REPEATABLE READ. In simple terms, a phantom read happens when the same query run twice within a transaction sees different results. To see why this all matters, let's look at a fairly common multi-tenant table:
CREATE TABLE list_of_things( id INT AUTO_INCREMENT PRIMARY KEY, account_id INT NOT NULL, # REFERENCES account(id) modified DATETIME NOT NULL DEFAULT now(), thing VARCHAR(18) NOT NULL ); INSERT INTO list_of_things(account_id, thing) VALUES(1, 'account 1''s thing'); INSERT INTO list_of_things(account_id, thing) VALUES(5, 'account 5''s thing'); INSERT INTO list_of_things(account_id, thing) VALUES(9, 'account 9''s thing');
In this table, each
account_id may have multiple
things, and each
thing has a timestamp when it was last modified. Now, imagine several transactions from different accounts try to update their own rows:
account 5> BEGIN; UPDATE list_of_things SET modified = now() WHERE account_id = 5; # ... account 9> BEGIN; UPDATE list_of_things SET modified = now() WHERE account_id = 9; # ... account 1> BEGIN; UPDATE list_of_things SET modified = now() WHERE account_id = 1; # ...

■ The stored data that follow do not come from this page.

PR #2478, opened 2023-08-29
Update to Chromium 116.0.5845.140/141

PF4Public:
No notable changes for us.


PF4Public:
Builds and runs on my Linux box.

I have no idea why cirrus CI fails, tried restarting it several times to no avail.

networkException (approved):
Builds and runs

Ahrotahn (approved):
No issues here!

Ahrotahn:
> I have no idea why cirrus CI fails, tried restarting it several times to no avail.

I dug into this and it seems we're hitting a newly implemented limit:
`Pod ephemeral local storage usage exceeds the total limit of containers 8Gi.`

This coincides with the changes [mentioned in their blog post](https://cirrus-ci.org/blog/2023/07/17/limiting-free-usage-of-cirrus-ci/) but I haven't been able to find any info about storage limitations anywhere.  

Maybe we can skip extracting some of the files so everything fits within the limit, but we may be forced to look at other options if that can't be done.

PF4Public:
> we may be forced to look at other options if that can't be done.

I think GitHub actions could handle it. I'll look into it (as well as automating minor updates :) ) when I have more time to spare.

Ahrotahn:
I haven't tested this yet, but adding  
`--exclude='third_party/llvm/' --exclude='third_party/angle/third_party/VK-GL-CTS/src/'`
to the tar extraction would remove ~2.7GB and should be enough to have the tarball's files fit within the limit without causing issues.  Clones might be trickier but a new flag could be added to skip generating files and downloading profiles and the node modules since they aren't needed for validation.  

Moving to Github actions seems to be the better option regardless.

PF4Public:
> I think GitHub actions could handle it.

> Moving to Github actions seems to be the better option regardless.

Just checked, free runners for GitHub actions come with 14G storage and starting with 117 all my workflows fail miserably.  :( I use docker image, which takes some space for itself, but anyway, we'd better stick to cirrus for now.

networkException:
I have some hacks to fix this on GitHub Actions https://github.com/ungoogled-software/ungoogled-chromium-archlinux/blob/04bda2976752a921f87b5aa05529081a3867f48b/.github/actions/stage/index.ts#L46C1-L53

PF4Public:
> I have some hacks to fix this on GitHub Actions https://github.com/ungoogled-software/ungoogled-chromium-archlinux/blob/04bda2976752a921f87b5aa05529081a3867f48b/.github/actions/stage/index.ts#L46C1-L53

Does it save enough for Chromium to unpack?

Ahrotahn:
It looks like that frees up ~39GB, I'm surprised they would use such heavy images!  

I have been experimenting with updating the extraction script to exclude the directories in the contingent paths list.  It doesn't have as much of an impact on the extraction time as I thought it would, but it halves the space needed:  
before  
after
I've only implemented it for tar so far, so I just need to spend some time setting that up for the other extractors as well.

PF4Public:
> I have been experimenting with updating the extraction script to exclude the directories in the contingent paths list. It doesn't have as much of an impact on the extraction time as I thought it would, but it halves the space needed:

Does it build without third_party/llvm?

> It looks like that frees up ~39GB, I'm surprised they would use such heavy images!

So that means that free runners actually have more than 14G?

Ahrotahn:
> Does it build without third_party/llvm?  

Most platforms use their system's binaries instead those sources and the pruning script already removes that directory.  All this does is skip extracting directories that are about to be pruned out anyways:  https://github.com/Ahrotahn/ungoogled-chromium/commit/b98a976a01090e54dc5168fa4b674665486cea35

> So that means that free runners actually have more than 14G?  

Seems so!  There's more info on the repo:  https://github.com/easimon/maximize-build-space#how-it-works

PR #2521, opened 2023-09-22
added chrome-webrtc-flag info on first-run

### LINKED ISSUE #2516: WebRTC connection fails
### OS/Platform

macOS

### Installed

OS/Platform's package manager

### Version

117.0.5938.62

- [X] I have tried reproducing this issue in vanilla Chromium and it could not be reproduced there

### Description

Webrtc connection fails to connect

### How to Reproduce?

1. Install Ungoogled Chromium by `brew install --cask eloston-chromium`
2. Try connecting with [this webrtc](https://webrtc.github.io/samples/src/content/peerconnection/pc1/) example 
   - click on start
   - click on call

### Actual behaviour

It didnt get connect.

### Expected behaviour

It should get connected

### Relevant log output
Screenshot 2023-09-22 at 1 16 54 PM

### Additional context

_No response_

sonigeez:
fix #2516

### DIFF
--- a/patches/extra/ungoogled-chromium/first-run-page.patch
+++ b/patches/extra/ungoogled-chromium/first-run-page.patch
@@ -126,7 +126,15 @@
 +   </li>
 +   <li>Toggle spell check in <a href="chrome://settings/languages">chrome://settings/languages</a>,
 +    or restart the browser for the dictionaries to take effect.</li>
-+  </ol></details><p>
++  </ol></details>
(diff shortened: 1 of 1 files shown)


PF4Public:
> It is probably a better idea to add this to the FAQ and/or update [the default settings doc](https://github.com/ungoogled-software/ungoogled-chromium/blob/master/docs/default_settings.md) with another column that includes info about each setting's importance and why one might change it. Both are linked on the first-run page already.

Agreed

sonigeez:
fair enough as you wish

Naturally, we'd expect that these
UPDATEs wouldn't get in each other's way, but what actually happens? After
account_id=5 runs its
UPDATE, the entire table will be locked. Why? Simply, to prohibit phantom reads, an InnoDB transaction must lock each record it encounters, and because the only index InnoDB can use on this table is the
PRIMARY key, InnoDB is forced to perform a full table scan, starting from before the first record to after the last record, locking each and every record as it goes, sequentially searching for all records where
Can we fix this? Yes, in several ways, but we'll start very simple today:
CREATE INDEX listofthings_accountid_idx ON list_of_things(account_id);
How does this help? Instead of doing a full index scan, this index will probabilistically be used to find the necessary records. Does this completely fix the problem? Nope, but the index is still extremely helpful to prevent locking the entire table, effectively serializing all changes.